*** Begin section ***

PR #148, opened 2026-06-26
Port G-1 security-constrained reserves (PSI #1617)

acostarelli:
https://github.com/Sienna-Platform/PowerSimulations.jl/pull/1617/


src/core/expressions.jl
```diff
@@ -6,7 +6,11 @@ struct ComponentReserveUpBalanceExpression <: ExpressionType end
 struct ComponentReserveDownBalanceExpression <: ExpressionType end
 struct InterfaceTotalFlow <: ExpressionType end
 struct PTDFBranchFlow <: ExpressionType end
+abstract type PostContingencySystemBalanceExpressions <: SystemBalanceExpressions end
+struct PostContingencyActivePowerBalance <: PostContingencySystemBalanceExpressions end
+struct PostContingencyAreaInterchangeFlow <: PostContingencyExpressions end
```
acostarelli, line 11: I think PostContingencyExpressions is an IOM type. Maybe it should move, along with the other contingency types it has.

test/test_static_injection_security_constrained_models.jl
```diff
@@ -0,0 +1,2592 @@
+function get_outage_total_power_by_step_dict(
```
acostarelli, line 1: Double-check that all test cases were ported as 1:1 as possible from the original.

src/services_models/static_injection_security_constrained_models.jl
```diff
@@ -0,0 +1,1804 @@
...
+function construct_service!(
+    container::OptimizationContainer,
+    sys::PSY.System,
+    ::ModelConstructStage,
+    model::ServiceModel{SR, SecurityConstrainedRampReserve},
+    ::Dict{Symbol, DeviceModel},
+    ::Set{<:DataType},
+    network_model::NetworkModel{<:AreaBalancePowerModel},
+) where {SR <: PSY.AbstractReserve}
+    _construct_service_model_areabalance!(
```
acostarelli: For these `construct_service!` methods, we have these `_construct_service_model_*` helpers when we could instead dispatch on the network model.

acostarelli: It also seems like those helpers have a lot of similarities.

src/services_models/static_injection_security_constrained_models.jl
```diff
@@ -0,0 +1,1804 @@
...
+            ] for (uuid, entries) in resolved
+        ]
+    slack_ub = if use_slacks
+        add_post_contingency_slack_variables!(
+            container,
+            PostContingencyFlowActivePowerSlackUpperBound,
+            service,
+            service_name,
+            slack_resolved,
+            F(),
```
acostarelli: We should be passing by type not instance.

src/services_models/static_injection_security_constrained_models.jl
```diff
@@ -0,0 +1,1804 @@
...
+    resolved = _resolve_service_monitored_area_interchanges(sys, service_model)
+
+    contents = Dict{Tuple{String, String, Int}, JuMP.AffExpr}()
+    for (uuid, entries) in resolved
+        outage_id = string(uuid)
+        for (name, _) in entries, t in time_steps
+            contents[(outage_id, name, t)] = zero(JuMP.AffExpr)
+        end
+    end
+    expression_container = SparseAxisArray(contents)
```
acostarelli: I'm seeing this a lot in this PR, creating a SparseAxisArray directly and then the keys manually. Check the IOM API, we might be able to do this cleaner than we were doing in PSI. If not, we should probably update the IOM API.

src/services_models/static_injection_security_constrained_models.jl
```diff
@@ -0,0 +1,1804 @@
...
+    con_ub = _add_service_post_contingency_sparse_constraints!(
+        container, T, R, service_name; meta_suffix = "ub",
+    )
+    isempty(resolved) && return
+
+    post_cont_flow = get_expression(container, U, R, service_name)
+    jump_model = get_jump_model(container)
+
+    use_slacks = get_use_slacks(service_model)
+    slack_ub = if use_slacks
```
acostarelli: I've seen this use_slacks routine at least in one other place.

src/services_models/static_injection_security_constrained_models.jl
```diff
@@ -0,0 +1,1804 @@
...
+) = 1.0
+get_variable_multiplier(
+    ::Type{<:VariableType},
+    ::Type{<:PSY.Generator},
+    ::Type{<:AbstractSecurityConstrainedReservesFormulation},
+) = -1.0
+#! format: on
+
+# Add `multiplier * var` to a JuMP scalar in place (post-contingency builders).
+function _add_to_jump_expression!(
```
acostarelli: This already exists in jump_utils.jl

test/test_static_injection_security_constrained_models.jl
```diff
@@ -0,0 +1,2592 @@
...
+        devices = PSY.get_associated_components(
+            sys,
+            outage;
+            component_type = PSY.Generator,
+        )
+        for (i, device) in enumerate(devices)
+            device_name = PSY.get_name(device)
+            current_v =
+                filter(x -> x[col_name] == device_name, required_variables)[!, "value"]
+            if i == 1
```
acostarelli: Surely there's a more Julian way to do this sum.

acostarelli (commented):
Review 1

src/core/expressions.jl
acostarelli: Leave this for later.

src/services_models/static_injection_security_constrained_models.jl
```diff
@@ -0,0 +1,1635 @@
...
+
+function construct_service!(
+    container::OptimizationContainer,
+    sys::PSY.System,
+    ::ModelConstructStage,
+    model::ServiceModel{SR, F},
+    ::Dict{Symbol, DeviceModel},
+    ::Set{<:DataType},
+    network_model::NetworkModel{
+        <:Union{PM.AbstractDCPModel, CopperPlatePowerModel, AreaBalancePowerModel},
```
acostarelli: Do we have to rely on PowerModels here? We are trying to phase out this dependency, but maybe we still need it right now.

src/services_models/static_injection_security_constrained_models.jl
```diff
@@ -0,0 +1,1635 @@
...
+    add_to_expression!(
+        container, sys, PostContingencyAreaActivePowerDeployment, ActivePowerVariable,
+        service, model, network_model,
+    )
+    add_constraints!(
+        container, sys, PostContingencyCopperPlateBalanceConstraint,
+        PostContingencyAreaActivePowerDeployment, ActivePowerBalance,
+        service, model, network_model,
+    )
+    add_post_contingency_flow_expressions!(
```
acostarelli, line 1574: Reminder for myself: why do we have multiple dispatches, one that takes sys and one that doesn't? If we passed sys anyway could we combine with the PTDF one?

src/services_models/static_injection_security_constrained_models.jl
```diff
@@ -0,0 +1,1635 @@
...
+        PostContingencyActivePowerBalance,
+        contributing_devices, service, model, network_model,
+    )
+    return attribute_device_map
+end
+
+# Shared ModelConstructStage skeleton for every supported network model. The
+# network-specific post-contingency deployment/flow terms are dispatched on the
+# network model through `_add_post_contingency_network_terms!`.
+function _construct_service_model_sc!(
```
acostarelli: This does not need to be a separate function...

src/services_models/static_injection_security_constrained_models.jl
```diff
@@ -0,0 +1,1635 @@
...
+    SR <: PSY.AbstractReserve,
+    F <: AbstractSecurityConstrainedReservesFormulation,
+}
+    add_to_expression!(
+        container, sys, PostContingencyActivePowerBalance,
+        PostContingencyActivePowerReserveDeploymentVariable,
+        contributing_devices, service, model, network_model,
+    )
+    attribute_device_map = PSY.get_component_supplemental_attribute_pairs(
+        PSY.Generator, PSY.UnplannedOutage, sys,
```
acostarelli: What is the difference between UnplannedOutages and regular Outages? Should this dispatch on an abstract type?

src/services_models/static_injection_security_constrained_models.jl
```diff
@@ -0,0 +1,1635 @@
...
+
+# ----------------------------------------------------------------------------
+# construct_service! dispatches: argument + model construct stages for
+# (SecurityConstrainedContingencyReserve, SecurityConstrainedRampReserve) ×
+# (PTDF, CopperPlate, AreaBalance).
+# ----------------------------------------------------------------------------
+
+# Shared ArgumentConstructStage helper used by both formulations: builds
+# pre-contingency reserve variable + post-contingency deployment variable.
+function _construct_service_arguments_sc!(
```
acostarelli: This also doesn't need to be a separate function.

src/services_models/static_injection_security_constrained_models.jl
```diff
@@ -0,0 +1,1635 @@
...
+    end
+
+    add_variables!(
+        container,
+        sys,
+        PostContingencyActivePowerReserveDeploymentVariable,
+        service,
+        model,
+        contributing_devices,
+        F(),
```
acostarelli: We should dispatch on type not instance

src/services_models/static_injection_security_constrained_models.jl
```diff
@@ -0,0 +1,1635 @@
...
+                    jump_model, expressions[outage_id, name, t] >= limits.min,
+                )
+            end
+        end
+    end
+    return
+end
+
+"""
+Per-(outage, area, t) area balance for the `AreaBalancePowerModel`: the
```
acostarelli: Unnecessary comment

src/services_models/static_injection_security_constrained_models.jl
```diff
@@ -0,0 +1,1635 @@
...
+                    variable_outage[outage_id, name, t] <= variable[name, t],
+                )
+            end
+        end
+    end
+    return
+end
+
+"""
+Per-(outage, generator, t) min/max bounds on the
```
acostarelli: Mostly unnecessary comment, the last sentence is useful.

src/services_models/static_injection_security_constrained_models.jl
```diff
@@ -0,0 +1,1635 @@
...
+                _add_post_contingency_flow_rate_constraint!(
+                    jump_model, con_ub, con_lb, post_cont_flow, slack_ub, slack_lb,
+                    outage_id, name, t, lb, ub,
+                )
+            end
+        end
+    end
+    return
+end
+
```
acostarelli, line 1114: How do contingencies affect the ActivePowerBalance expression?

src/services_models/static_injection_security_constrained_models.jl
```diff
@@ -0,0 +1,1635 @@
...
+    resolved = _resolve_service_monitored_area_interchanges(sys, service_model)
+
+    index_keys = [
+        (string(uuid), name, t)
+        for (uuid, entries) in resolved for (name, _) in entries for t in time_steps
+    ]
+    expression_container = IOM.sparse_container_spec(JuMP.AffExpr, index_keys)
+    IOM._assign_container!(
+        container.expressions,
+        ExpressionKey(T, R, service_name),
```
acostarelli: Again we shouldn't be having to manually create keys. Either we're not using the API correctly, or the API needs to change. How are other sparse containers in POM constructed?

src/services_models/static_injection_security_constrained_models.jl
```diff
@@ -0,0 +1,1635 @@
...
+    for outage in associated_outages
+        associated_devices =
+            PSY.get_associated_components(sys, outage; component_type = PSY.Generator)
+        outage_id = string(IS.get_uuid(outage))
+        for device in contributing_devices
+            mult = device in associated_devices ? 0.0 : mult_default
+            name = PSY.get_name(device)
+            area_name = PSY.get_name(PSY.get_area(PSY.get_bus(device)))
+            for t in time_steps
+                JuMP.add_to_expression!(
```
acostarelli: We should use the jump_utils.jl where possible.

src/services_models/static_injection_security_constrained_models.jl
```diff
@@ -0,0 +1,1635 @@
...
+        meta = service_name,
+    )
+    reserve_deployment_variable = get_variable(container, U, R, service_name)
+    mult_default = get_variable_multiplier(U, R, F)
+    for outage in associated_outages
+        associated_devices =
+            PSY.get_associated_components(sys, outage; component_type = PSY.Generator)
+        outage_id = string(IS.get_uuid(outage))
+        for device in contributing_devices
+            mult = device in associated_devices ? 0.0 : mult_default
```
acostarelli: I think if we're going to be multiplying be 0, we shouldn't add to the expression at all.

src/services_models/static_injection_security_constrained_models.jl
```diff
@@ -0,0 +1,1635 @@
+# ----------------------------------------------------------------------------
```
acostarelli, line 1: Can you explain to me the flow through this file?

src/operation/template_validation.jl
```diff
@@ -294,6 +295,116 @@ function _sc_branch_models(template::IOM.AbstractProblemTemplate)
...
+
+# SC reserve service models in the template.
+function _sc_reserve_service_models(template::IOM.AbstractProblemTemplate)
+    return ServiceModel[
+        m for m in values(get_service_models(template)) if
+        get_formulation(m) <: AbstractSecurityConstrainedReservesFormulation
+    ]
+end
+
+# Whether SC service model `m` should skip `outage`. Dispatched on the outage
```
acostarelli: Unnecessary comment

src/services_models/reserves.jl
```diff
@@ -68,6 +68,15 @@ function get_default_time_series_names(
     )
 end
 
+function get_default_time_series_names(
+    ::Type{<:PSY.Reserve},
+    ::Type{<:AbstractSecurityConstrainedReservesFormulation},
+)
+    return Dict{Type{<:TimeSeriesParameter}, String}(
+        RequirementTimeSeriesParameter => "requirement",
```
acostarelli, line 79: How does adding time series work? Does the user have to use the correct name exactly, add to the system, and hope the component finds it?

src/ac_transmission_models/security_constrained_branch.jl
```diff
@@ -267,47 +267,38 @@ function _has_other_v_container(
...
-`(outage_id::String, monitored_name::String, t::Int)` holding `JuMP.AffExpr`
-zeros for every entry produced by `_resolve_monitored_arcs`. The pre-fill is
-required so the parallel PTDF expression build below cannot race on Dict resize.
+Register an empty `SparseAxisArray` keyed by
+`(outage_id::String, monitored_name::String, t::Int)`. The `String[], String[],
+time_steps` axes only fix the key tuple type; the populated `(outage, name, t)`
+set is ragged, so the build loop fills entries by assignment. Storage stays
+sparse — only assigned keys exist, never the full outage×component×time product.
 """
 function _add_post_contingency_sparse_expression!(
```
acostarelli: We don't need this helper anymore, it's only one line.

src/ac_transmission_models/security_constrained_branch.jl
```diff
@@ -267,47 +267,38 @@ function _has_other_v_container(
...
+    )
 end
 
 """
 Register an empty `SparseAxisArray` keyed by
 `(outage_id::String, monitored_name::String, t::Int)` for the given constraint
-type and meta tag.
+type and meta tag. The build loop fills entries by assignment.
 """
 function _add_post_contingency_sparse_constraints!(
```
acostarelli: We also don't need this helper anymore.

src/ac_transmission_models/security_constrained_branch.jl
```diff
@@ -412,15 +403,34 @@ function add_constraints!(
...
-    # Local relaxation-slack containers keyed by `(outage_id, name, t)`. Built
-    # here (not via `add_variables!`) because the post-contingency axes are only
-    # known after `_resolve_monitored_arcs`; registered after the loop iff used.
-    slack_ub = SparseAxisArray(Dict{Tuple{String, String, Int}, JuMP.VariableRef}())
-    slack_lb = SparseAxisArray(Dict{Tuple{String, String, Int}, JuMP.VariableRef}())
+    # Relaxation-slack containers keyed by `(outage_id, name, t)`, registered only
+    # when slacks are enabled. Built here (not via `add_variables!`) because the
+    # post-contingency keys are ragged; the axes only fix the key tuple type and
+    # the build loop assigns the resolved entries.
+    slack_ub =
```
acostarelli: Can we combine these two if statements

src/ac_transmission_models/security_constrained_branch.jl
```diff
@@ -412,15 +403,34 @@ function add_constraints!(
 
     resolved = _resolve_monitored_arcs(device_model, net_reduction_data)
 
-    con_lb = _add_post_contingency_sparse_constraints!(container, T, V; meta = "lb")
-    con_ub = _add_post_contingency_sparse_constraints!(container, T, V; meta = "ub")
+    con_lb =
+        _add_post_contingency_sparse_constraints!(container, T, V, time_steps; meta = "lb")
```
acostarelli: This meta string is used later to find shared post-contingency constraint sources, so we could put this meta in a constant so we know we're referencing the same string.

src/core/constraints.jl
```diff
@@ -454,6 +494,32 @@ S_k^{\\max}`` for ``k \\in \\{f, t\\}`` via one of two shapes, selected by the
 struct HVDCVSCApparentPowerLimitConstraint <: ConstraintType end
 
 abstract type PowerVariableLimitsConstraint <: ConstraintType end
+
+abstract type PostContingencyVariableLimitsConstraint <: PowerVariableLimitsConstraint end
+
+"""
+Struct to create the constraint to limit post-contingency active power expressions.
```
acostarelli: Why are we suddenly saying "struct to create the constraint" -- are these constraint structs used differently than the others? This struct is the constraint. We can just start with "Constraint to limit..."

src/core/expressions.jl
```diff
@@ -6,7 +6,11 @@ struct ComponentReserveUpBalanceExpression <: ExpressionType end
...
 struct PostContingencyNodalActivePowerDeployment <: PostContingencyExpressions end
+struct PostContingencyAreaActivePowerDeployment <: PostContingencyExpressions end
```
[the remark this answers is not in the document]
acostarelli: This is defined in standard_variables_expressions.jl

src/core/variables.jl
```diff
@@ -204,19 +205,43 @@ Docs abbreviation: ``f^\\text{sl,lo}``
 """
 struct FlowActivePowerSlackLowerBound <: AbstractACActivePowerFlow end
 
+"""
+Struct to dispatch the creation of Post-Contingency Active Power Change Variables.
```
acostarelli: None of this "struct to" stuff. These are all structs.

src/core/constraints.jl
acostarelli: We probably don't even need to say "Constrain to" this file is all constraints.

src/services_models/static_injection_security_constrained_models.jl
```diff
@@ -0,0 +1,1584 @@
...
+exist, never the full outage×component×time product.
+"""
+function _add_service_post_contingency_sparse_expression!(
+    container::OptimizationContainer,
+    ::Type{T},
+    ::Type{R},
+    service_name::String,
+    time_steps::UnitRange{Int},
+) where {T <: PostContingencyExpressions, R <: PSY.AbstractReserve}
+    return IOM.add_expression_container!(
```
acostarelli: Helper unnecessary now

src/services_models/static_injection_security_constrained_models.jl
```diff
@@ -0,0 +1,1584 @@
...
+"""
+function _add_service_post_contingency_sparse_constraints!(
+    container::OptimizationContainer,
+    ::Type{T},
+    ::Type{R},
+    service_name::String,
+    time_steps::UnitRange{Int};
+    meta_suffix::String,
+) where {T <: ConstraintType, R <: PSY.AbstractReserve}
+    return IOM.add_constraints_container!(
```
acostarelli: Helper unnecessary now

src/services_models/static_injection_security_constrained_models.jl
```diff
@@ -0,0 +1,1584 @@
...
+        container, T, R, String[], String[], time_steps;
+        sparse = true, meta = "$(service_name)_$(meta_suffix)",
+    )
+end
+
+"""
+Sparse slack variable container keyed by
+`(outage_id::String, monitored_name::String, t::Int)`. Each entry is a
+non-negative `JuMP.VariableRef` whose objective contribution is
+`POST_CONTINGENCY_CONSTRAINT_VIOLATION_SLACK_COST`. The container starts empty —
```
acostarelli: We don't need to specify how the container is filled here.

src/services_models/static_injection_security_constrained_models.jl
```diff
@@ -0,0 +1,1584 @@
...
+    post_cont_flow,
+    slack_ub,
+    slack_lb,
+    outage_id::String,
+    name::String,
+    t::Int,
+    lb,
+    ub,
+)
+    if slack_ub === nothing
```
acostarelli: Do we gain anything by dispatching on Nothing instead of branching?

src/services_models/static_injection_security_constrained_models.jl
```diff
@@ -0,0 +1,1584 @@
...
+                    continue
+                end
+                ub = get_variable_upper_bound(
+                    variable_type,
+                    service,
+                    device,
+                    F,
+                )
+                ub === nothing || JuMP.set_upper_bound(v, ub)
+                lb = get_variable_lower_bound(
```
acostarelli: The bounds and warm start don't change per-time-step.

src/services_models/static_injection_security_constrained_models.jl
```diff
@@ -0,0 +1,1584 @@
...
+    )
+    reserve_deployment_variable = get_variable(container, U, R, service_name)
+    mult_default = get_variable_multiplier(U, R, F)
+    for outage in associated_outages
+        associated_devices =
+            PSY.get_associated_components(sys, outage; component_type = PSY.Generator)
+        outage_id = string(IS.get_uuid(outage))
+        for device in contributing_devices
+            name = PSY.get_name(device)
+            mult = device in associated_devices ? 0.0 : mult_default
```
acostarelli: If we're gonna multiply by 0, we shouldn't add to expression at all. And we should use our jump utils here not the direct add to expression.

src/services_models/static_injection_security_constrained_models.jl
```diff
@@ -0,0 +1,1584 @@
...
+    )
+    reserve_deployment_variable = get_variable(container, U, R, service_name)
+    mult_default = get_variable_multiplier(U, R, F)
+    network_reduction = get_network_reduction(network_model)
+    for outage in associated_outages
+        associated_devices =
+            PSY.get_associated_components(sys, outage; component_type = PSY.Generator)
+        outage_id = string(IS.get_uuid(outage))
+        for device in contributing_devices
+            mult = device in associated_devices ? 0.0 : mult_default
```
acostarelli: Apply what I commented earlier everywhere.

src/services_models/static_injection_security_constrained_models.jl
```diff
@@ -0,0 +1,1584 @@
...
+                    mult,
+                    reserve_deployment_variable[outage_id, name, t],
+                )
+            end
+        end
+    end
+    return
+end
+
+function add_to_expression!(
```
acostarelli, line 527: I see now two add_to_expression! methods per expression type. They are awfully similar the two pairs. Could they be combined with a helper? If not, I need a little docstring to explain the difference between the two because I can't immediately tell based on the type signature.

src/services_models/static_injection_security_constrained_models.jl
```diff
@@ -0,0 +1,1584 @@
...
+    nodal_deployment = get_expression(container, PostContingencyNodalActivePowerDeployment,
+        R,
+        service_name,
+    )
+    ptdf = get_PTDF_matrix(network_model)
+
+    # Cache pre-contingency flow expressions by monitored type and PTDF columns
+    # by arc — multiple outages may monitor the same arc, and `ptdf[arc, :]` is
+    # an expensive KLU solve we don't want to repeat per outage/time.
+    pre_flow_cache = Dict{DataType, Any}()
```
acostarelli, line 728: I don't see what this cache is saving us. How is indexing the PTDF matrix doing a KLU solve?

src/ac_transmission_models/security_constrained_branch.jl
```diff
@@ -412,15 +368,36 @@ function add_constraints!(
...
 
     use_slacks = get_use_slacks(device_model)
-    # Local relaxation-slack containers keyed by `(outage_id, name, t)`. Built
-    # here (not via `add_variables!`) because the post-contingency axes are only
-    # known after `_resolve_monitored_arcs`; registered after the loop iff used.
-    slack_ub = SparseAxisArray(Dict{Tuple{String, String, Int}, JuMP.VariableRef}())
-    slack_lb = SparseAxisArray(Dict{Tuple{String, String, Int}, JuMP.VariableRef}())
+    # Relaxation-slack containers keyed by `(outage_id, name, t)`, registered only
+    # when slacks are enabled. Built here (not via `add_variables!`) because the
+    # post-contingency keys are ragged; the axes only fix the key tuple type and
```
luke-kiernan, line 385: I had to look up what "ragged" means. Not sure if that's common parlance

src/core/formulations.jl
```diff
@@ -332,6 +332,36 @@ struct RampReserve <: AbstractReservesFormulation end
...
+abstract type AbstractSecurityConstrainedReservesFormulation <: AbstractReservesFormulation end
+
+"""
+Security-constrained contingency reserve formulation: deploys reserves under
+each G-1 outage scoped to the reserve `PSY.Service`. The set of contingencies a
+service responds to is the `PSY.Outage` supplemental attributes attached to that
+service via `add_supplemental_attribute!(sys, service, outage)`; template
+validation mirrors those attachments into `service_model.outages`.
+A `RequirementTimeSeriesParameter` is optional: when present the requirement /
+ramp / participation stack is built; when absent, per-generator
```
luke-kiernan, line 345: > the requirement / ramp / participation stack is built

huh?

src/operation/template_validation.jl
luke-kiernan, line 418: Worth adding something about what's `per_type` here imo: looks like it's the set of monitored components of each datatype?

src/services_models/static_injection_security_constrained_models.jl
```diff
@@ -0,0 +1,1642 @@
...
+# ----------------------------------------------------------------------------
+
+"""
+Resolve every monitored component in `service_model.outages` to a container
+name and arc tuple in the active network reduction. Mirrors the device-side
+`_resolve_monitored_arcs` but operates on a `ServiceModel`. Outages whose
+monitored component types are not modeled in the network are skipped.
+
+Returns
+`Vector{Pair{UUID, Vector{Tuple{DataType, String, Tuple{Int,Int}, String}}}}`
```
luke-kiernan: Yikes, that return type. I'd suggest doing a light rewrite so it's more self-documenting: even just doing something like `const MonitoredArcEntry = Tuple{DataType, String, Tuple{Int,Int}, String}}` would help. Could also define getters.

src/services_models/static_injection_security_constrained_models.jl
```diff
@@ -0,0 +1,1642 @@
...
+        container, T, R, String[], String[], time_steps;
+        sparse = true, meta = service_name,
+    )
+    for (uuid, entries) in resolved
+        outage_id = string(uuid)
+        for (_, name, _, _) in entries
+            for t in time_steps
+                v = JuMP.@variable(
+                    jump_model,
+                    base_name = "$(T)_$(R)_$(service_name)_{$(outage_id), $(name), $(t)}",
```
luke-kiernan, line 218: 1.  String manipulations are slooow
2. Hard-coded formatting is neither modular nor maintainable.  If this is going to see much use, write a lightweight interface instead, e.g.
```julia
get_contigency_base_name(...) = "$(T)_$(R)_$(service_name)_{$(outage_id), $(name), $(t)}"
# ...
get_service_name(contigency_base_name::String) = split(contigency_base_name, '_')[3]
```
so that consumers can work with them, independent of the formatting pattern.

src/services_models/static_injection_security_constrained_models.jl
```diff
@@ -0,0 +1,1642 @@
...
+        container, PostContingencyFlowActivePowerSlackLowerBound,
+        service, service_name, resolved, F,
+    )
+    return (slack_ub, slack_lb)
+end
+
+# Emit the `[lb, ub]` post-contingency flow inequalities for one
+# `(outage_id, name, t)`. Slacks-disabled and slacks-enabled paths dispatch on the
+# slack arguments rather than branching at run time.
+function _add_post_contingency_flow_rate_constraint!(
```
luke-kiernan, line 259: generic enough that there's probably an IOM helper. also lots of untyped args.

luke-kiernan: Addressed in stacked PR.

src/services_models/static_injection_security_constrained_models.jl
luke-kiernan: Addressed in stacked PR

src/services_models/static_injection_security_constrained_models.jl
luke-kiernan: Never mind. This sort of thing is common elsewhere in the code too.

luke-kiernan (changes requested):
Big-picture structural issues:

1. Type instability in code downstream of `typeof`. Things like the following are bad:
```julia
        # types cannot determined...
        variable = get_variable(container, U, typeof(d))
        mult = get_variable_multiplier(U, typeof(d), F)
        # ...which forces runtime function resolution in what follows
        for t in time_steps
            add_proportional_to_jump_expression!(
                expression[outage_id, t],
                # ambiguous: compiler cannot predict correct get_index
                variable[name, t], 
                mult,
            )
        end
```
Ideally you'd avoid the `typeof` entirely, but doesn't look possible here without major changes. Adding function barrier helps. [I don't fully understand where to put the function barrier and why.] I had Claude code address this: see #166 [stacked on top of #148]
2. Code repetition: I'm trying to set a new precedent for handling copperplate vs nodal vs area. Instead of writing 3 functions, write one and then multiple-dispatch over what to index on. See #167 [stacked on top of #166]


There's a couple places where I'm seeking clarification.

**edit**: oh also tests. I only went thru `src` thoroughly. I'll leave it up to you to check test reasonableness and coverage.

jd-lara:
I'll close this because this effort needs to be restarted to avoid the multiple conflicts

*** End section ***

*WHAT TO DO*: Go through the entries above and copy each line holding the string "contingencies".

*RESPONSE BOX*:
acostarelli, line 1114: How do contingencies affect the ActivePowerBalance expression?
+each G-1 outage scoped to the reserve `PSY.Service`. The set of contingencies a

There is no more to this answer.